I'm pretty new in statistical testing and I'd like some help in what I'm doing. I have two groups of scores from 0-100. Group A has 10 values and group B has 70 values. Initially I'm testing normality using Shapiro-Wilk separately for each group. Is this correct or should I treat my data as one group with 80 values?
Assuming that is correct the separate testing, I found that Group A is not normal and group B is normal. Therefore I'm using the Mann-Whitney-Wilcoxon test for non-parametric testing as one of the groups is not normal. Is this correct or not?
After this I split Group B in 4 sub-groups with different sample sizes (11,20,24,15). Now I have 5 groups, Group A (same as initially) which is not normal and 4 sub-groups from the initial Group B which are normal again using Shapiro-Wilk.
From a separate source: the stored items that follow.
PR #307770, opened 2024-04-29
testers.hasPkgConfigModules: add optional version check

nicoonoclaste:
## Description of changes

- `testers`: add `pkgConfigModulesVersions`, which tests that pkgconf modules' version metadata match the package's
- `miniz`: use the new tester
- `doc`: mention the new tester in `pkg-config` section

**Not** done: making the new tester run as part of `testMetaPkgConfig`, as the new test fails on some drvs.

## Things done

- Built on platform(s)
  - [x] x86_64-linux
  - [ ] aarch64-linux
  - [ ] x86_64-darwin
  - [ ] aarch64-darwin
- [x] Tested, as applicable:
  - and/or [package tests](https://github.com/NixOS/nixpkgs/blob/master/pkgs/README.md#package-tests)
- [x] Tested compilation of all packages that depend on this change using `nixpkgs-review`.
- [24.05 Release Notes](https://github.com/NixOS/nixpkgs/blob/master/nixos/doc/manual/release-notes/rl-2405.section.md) (or backporting [23.05](https://github.com/NixOS/nixpkgs/blob/master/nixos/doc/manual/release-notes/rl-2305.section.md) and [23.11](https://github.com/NixOS/nixpkgs/blob/master/nixos/doc/manual/release-notes/rl-2311.section.md) Release notes)
  - [ ] (Package updates) Added a release notes entry if the change is major or breaking
- [x] Fits [CONTRIBUTING.md](https://github.com/NixOS/nixpkgs/blob/master/CONTRIBUTING.md).

---

Add a :+1: [reaction] to [pull requests you find important].

[reaction]: https://github.blog/2016-03-10-add-reactions-to-pull-requests-issues-and-comments/
[pull requests you find important]: https://github.com/NixOS/nixpkgs/pulls?q=is%3Aopen+sort%3Areactions-%2B1-desc

PR #311069, opened 2024-05-12
testers.hasPkgConfigModules: fix bug in `versionCheck` handling

nicoonoclaste:
## Description of changes

- add testcase for the bug reported in https://github.com/NixOS/nixpkgs/pull/307770#issuecomment-2102586718
- fix bug

Alternative to #310535

## Things done

- Built on platform(s)
  - [x] x86_64-linux
  - [ ] aarch64-linux
  - [ ] x86_64-darwin
  - [ ] aarch64-darwin
- [x] Tested, as applicable:

---

### DIFF
--- a/pkgs/build-support/testers/hasPkgConfigModules/tester.nix
+++ b/pkgs/build-support/testers/hasPkgConfigModules/tester.nix
@@ -55,7 +55,7 @@ runCommand testName {
       fi
     done
 
-    if [[ $notFound -eq 0 ]] && ([[ $versionMismatch -eq 0 ]] || [[ "$versionCheck" == false ]]); then
+    if [[ $notFound -eq 0 ]] && ([[ $versionMismatch -eq 0 ]] || [[ -z "$versionCheck" ]]); then
       exit 0
     fi
     if [[ $notFound -ne 0 ]]; then
--- a/pkgs/build-support/testers/hasPkgConfigModules/tester.nix
+++ b/pkgs/build-support/testers/hasPkgConfigModules/tester.nix
@@ -45,7 +45,7 @@ runCommand testName {
         if [[ "$moduleVersion" == "$version" ]]; then
           echo "✅ pkg-config module $moduleName exists and has version $moduleVersion"
         else
-          echo "${if versionCheck then "❌" else "⚠"} pkg-config module $moduleName exists and has version $moduleVersion when $version was expected"
+          echo "${if versionCheck then "❌" else "ℹ️"} pkg-config module $moduleName exists at version $moduleVersion != $version (drv version)"
           ((versionMismatch+=1))
         fi
         printf '%s\t%s\n' "$moduleName" "$version" >> "$out"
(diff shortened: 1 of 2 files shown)


roberth:
Good idea to just open a PR. I like your idea, but it needs a bit of work.

I didn't bother with a warning, but if we're going to warn, we should be careful not to cause warning fatigue.
Let's consider the possible combinations:

- `versionCheck == true`:
  - **ok**: report ok
  - **mismatch**: report error
- `versionCheck == false`:
  - Caller has decided that they don't want it.
  - **mismatch**: Don't cause warning fatigue. Don't report anything.
  - **ok**: It may *seem* better to report, but probably the caller has a good reason to disable the check; maybe the version is unreliable instead of always incorrect
- unset:
  - **ok**: Caller should set it to true. Tell them to enable the check?
  - **mismatch**: Caller should provide the expected version or disable the check, and we can tell in a message.

What do you think?

roberth:
> Or did you mean in the tester's log output

That's what I meant, yeah.


> callers won't normally see the version-mismatch messages because they are only part of the tester's build log,

Users of the package won't, but maintainers and contributors to the package will, and they won't easily understand what's going on.




> I had some thoughs how to gently push callers towards using `versionCheck`, but that seems out-of-scope for this bugfix PR... and for the 24.05 release cycle TBH

Interesting. I agree that we should first fix the error behavior, but I don't think we should trade it for a release that causes warning fatigue. Maybe remove the message altogether when the version check is disabled? Then we can merge that and add a helpful message without hurry.

pkgs/build-support/testers/hasPkgConfigModules/tester.nix
```diff
@@ -45,7 +45,7 @@ runCommand testName {
         if [[ "$moduleVersion" == "$version" ]]; then
           echo "✅ pkg-config module $moduleName exists and has version $moduleVersion"
         else
-          echo "❌ pkg-config module $moduleName exists and has version $moduleVersion when $version was expected"
+          echo "${if versionCheck then "❌" else "⚠"} pkg-config module $moduleName exists and has version $moduleVersion when $version was expected"
           ((versionMismatch+=1))
```
roberth, line 49: To make my suggestion more concrete, from https://github.com/NixOS/nixpkgs/pull/311069#issuecomment-2106355589

This is a little silly and untested, but I guess it gets the intended behavior across, fwiw.

```suggestion
          ${if versionCheck
            then ''
              echo "❌ pkg-config module $moduleName exists and has version $moduleVersion when $version was expected"
              ((versionMismatch+=1))
            ''
            # TODO: figure out the UX for enabling the version check; see https://github.com/NixOS/nixpkgs/pull/311069
            else ''
              echo "✅ pkg-config module $moduleName exists and has version $moduleVersion"
            ''}
```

Then I'm testing all 5 groups using Kruskal-Wallis for significant difference (non-parametric test, as I have one non-normal sample). From this I get significant difference among the five groups.
Finally using t-Test (when both samples are normal) and Mann-Whitney-Wilcoxon (when one of the two samples are not normal) I test all combinations of groups two by two in order to find which groups have and which don't have significant differences. Is this correct?
Could you help me with this? Any references to books or papers would be really helpful for me. I hope I used terminology correctly and explained my case well enough.